In the RIO-Europe study, 1,507 patients with body mass index (BMI) of at least 30 kg/m2 or BMI more than 27 kg/m2 with treated or untreated dyslipidemia, hypertension, or both were randomized to receive double-blind treatment with placebo, 5 mg of rimonabant, or 20 mg of rimonabant once daily in addition to a mild hypocaloric diet (600 kcal/day deficit). The main outcome measure was weight change from baseline after one year of treatment based on intent-to-treat analysis.

At one year, weight loss was greater in patients receiving rimonabant, 5 mg (mean, -3.4 ± 5.7 kg; P = .002 vs placebo) and 20 mg (-6.6 ± 7.2 kg; P < .001 vs placebo) compared with placebo (-1.8 ± 6.4 kg). Weight loss in the rimonabant groups was sustained for around 36 to 40 weeks.

Compared with the placebo group, more patients in the group receiving rimonabant, 20 mg, achieved weight loss of 5% or more (67% of patients; P < .001) and 10% or more (39% of patients; P < .001). This group also had significantly greater improvements than placebo in waist circumference (average reduction, 4 cm), high-density lipoprotein (HDL) cholesterol and triglyceride levels, insulin resistance, and prevalence of the metabolic syndrome.

The effects of rimonabant, 5 mg, were not as marked. Overall, rimonabant was well-tolerated, and adverse effects were mild and transient. In all treatment groups, the most common adverse events leading to study discontinuation were depressed mood disorders. Compared with the other groups, withdrawals for nausea, vomiting, diarrhea, headache, dizziness, and anxiety were more frequent in the 20-mg rimonabant group.

"CB1 blockade with rimonabant 20 mg, combined with a hypocaloric diet over one year, promoted significant decrease of body weight and waist circumference, and improvement in cardiovascular risk factors," the authors write. "The large number of patients treated with CB1 blockade who achieved the 10% target for weight loss or had a marked improvement in the top risk factors established by the world-wide INTERHEART study, suggests that rimonabant can be considered as a valuable adjunct therapy for weight and waist reduction in patients at high cardiovascular risk."

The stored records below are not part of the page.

PR #2414, opened 2024-04-30
Don't show last answers when a new ShowMeAnother problem is shown.

drgrice1:
When I made the "Show Me Another" button an actual submit button in #2405, and unintended consequence is that the answers from the original problem or previous show me another problem persist when show me another is initialized with a new problem. I don't know why I thought that would work.  So that will need to be a link again.


drdrew42 (approved):
~~This should probably be included in the 2.19-RC~~ LOL, it already is

pstaabp (approved):

PR #2420, opened 2024-05-17
Fix warning that occurs on perl 5.36+ for using @_ in function signatures

pstaabp:
This fixes the warning and seems to function identical to the previous version.  I'm not sure about handling the initializers of `undef` in the previous version.


drgrice1 (approved):
Your code is correctly handling the initialization of `$name` and `$value` to `undef`.  That happens implicitly.  The only reason those were needed before was to allow not passing the parameters at all.  So if you call `$c->param` or `$c->param('param_name')`, then it will not be an error.

This looks good.

Issue #2419, opened 2024-05-17
Disappearing quiz versions when updating the date for a user.


pstaabp:
In short, if the date of a quiz is changed via the "Sets assigned to user" page can remove the versions of that quiz.  This is the RC version of 2.19 -- just updated our production server.  Here's the steps:

1. Create a quiz, assign it to yourself, take the quiz
2. Go to the "Sets assigned to YOU" page (via Accounts Manager) and locate the quiz.  You should also see the version:
<img width="684" alt="image" src="https://github.com/openwebwork/webwork2/assets/879338/a5d0dc17-aa6f-4dfb-87d8-d895b5ed24ee">

3. Change the date on the quiz (not the versioned quiz) and click "Save Changes".
4.  The versioned quiz will disappear:

<img width="654" alt="image" src="https://github.com/openwebwork/webwork2/assets/879338/25c99a34-f729-4b26-910f-013286a1cfe9">

stassenm:
I will add that it is not necessary to change any dates.  It is sufficient for step 3 to be simply "Save Changes." Even with no changes made, all versioned quizzes for that user are deleted.

pstaabp:
Fixed by #2421

Alex-Jordan:
IIRC, I started the redesign of that page and Glenn made it better. I'm sorry if it was my doing!

We've been using the develop branch since late March (or essentially what it was at that time) and had not run into this. Yesterday I applied the patch @drgrice1 made. This morning I have a report of missing quizzes, so naturally at first I thought I messed something up with applying the patch. But it seems clear now that one instructor lost some quizzes a little while ago and only reported it this morning. Testing directly, I am not able to make quizzes get deleted in this manner so I think the patch is definitely working.

drgrice1:
It is as much my fault as yours.  I knew about the importance of the hidden inputs for versioned sets on that page, and that they need to be after the check boxes to work right.  I should have seen this when those changes were made.

Hopefully your instructor did not lose important student quiz data.

PR #2421, opened 2024-05-21
Fix unintentional versioned set deletion on the user detail page.

drgrice1:
The issue is that with the restructuring of the page the hidden input corresponding to the "assigned" checkbox for a versioned set was not moved with the checkbox.  As a result it now comes earlier in the DOM. This means that the order of the values for the hidden input and checkbox by the same name are now reversed in the submitted form.  Since the WeBWorK::Controller param method returns the first one the code now gets the hidden input value of "delete" instead of the check box value of "assigned" even when the check box is checked.

The fix is simply to move the hidden input back to after the checkbox.

This fixes issue #2419.

### DIFF
--- a/templates/ContentGenerator/Instructor/UserDetail/set_row.html.ep
+++ b/templates/ContentGenerator/Instructor/UserDetail/set_row.html.ep
@@ -17,9 +17,6 @@
 						params => { editForUser => $userID }
 					) =%>
 			</span>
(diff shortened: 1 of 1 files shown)


Alex-Jordan (approved):

pstaabp (approved):
Looks good.

PR #2423, opened 2024-06-07
Change double quotes to single quotes in minion db connect strings

dlglin:
If you use double quotes as shown in the example it tries to interpolate the `@`.  This was the case for mysql.  I haven't tested with Postgres, but expect the same behaviour.

Also, should the sample have `dbuser:dbpasswd` for Postgres as well, or is there some reason to not include a password?

### DIFF
--- a/conf/site.conf.dist
+++ b/conf/site.conf.dist
@@ -320,8 +320,8 @@ $job_queue{backend} = 'SQLite';
 # Database dsn for the Minion job queue. Some examples of settings for the
 # respective backends follow. The postgres and mysql examples will need to be
 # modified to work. The default sqlite setting will work as is.
-#$job_queue{database_dsn} = "postgresql://dbuser@/webwork2_job_queue";
-#$job_queue{database_dsn} = "mysql://dbuser:dbpasswd@localhost/webwork2_job_queue";
+#$job_queue{database_dsn} = 'postgresql://dbuser@/webwork2_job_queue';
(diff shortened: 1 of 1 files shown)


pstaabp:
Looks good. It wouldn't hurt to include the message to use single quotes in the comment above these lines.

drgrice1:
Good catch.  I have been using the mysql backend in testing for a while, and I had to switch to single quotes for that.  I probably should have thought to make a pull request to change this at that time.

As to the postgres example setting, postgres works differently than mysql and does not require a password or hostname. If connections are only allowed via sockets and the server can only be signed into directly by administrative users, then there really is no need for those things.  So the example as given will actually work in those cases.  Note the example was also taken directly from the Minion Pg backend documentation (see https://docs.mojolicious.org/Minion/Backend/Pg) modified only with the generic username and webwork2_job_queue database name.

drgrice1:
Actually, even my comment about the server only being able to be signed into directly by administrative users is not needed.  Since postgres requires that users are actual system users and you can only access the database as that system user via sockets, it is still secure to not require a password if there are non-administrative users that can sign into the system.  Also, even if remote access is allowed (it is by default), when accessing the datbase via sockets a password is still not needed.  It is needed if accessing it when a hostname is specified (even if the hostname is localhost).  Generally, postgres just uses a completely different security model than we are accustomed to with mysql.

Alex-Jordan (approved):

drgrice1 (approved):

drgrice1:
This has two approvals, so merging.

PR #2425, opened 2024-06-08
Make the max score for LTI content item requests be the webwork max score

drgrice1:
This is done for both versions of LTI.  However, Canvas does not respect the setting for LTI 1.1.  It does for LTI 1.3.  Moodle respects both. As usual, I am not sure what D2L will do.


Alex-Jordan (approved):
This works for me with D2L and LTI 1.3. I don't have a content selection tool set up for LTI 1.1, and would need the D2L admins to set that up. So I can't test that, at least not right now.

Sanofi-Aventis, maker of rimonabant, funded the study and provided honoraria to five of the authors.

In an accompanying comment, Uberto Pagotto, MD, and Renato Pasquali, MD, from Sant Orsola-Malpighi General Hospital in Bologna, Italy, note that these findings suggest a weight-independent effect of rimonabant on lipid parameters. Whether the mechanism is related to a rise in adiponectin or other mechanisms is still unknown.

"These data, and those from the other ongoing clinical trials with rimonabant, might presumably help us to better tackle obesity and related metabolic and cardiovascular disease," Drs. Pagotto and Pasquali write. "When additional drugs are available, we will also have the possibility to individually target the therapeutic strategies according to phenotype characteristics and to the pathophysiological mechanism inducing the disease."

Dr. Pagotto has financial arrangements with Sanofi-Aventis, Abbott, Eli Lilly, and the European Commission. Dr. Pasquali has received honoraria, speaker's fees, and research grants from Sanofi-Aventis, Abbott, and Roche.

Lancet. 2005;365:1363-1364, 1389-1397 Clinical Context

As research yields new data on the complex metabolic underpinnings of obesity, the promise of new agents to fight this problem grows. Cannabinoid receptors have been found in a wide variety of human tissue, and overactivation of the endocannabinoid system appears to contribute to obesity.

Rimonabant represents a new class of CB1 antagonist, and it appears to target multiple organs. It may exert an anorexic effect on the central nervous system while also acting on the gut to increase the sensation of satiety. In addition, this drug may inhibit lipogenesis within adipose tissue and promote glucose uptake into skeletal muscle.

The authors of the current study compare rimonabant with placebo in a double-blind trial that examines not only weight but metabolic factors as well.